▶ [Aim of the task]: Only a slice of the listing below is wanted. Retype the lines from the one containing "Make YAML editor" through the one containing "range now walks", exactly, both ends included.

▶ [Raw data]:
== Segment start ==

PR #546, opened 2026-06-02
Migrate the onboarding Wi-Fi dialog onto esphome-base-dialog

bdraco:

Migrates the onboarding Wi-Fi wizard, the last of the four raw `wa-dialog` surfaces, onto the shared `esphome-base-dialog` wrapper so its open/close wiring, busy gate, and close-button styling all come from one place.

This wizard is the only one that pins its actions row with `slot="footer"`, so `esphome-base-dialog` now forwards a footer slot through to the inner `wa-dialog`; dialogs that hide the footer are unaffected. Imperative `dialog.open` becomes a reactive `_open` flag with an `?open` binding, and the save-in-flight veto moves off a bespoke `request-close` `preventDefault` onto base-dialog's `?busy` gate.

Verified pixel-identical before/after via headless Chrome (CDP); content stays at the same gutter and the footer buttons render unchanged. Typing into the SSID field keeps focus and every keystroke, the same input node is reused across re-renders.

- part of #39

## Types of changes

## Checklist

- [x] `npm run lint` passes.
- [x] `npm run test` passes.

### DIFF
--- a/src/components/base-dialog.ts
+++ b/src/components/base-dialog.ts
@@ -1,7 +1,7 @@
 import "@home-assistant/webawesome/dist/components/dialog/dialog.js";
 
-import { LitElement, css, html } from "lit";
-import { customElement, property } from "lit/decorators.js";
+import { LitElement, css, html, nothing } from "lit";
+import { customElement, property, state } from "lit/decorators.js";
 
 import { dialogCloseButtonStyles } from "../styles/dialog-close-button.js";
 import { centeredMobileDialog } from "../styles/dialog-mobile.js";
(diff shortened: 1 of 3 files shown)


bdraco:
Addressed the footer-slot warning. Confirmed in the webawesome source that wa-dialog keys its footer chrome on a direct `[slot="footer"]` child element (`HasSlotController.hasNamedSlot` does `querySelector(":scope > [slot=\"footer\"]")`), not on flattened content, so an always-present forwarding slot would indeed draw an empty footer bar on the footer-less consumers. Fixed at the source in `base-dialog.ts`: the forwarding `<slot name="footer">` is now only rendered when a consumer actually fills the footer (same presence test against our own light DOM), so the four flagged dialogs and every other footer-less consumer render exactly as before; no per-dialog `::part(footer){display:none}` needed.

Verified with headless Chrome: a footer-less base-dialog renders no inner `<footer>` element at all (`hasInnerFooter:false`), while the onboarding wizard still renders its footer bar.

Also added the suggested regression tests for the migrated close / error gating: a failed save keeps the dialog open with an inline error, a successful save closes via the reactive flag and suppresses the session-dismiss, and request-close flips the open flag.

== Segment end ==
== Segment start ==

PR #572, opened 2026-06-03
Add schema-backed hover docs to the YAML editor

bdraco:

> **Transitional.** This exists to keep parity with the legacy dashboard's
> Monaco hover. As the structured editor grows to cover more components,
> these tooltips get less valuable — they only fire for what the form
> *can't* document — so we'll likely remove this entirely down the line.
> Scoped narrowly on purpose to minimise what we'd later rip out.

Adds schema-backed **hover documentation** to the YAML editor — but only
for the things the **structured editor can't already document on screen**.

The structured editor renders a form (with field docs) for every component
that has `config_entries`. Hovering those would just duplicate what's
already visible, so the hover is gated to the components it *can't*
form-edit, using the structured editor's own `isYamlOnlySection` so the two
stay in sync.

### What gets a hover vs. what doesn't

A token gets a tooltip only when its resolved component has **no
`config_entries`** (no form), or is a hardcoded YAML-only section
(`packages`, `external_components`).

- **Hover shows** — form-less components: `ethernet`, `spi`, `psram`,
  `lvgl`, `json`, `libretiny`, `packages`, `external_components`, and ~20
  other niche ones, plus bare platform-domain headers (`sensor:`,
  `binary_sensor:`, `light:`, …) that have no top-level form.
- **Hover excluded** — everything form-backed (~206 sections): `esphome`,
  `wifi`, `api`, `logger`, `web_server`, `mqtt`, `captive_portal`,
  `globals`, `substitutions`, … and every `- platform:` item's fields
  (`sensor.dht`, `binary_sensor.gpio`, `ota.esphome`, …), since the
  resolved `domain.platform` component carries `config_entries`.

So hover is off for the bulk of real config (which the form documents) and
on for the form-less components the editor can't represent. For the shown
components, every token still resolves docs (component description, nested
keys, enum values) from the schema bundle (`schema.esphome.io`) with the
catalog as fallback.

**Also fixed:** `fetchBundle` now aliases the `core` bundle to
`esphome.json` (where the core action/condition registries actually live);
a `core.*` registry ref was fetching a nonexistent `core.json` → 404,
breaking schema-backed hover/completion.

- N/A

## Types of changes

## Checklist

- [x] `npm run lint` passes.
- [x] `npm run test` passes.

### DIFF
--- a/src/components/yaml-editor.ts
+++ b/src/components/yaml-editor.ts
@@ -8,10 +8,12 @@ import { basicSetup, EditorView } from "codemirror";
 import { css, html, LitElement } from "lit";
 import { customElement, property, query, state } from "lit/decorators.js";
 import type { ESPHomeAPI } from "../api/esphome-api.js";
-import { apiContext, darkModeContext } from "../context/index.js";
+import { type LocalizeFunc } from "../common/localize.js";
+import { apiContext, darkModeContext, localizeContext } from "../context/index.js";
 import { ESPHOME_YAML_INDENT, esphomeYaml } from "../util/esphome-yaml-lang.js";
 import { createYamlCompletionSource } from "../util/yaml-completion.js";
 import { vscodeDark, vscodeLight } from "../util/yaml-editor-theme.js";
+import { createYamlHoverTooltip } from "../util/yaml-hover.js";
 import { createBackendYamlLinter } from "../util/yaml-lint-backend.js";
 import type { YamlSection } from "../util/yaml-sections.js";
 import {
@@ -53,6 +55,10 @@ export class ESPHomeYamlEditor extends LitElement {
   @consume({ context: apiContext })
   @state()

== Segment end ==
== Segment start ==

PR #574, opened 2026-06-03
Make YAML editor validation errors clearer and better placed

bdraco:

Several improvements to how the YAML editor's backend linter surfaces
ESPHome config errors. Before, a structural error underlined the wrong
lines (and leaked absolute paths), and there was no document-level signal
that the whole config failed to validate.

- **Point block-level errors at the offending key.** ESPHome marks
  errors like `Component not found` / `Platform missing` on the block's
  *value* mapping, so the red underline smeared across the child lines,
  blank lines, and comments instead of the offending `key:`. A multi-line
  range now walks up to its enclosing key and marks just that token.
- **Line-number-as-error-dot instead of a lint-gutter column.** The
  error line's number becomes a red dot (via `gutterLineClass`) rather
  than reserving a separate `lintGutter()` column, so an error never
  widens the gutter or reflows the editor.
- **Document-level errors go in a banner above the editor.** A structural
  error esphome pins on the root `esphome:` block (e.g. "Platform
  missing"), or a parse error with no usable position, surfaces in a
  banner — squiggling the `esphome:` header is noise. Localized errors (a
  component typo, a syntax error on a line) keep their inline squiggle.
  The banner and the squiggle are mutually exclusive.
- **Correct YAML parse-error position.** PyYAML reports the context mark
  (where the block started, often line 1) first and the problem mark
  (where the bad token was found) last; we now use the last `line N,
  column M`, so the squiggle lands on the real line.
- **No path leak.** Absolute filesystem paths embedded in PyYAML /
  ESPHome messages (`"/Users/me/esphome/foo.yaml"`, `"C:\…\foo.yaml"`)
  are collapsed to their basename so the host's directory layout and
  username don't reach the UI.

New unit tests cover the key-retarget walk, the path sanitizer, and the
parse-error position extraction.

== Segment end ==

▶ [Your response]:
Make YAML editor validation errors clearer and better placed

bdraco:

Several improvements to how the YAML editor's backend linter surfaces
ESPHome config errors. Before, a structural error underlined the wrong
lines (and leaked absolute paths), and there was no document-level signal
that the whole config failed to validate.

- **Point block-level errors at the offending key.** ESPHome marks
  errors like `Component not found` / `Platform missing` on the block's
  *value* mapping, so the red underline smeared across the child lines,
  blank lines, and comments instead of the offending `key:`. A multi-line
  range now walks up to its enclosing key and marks just that token.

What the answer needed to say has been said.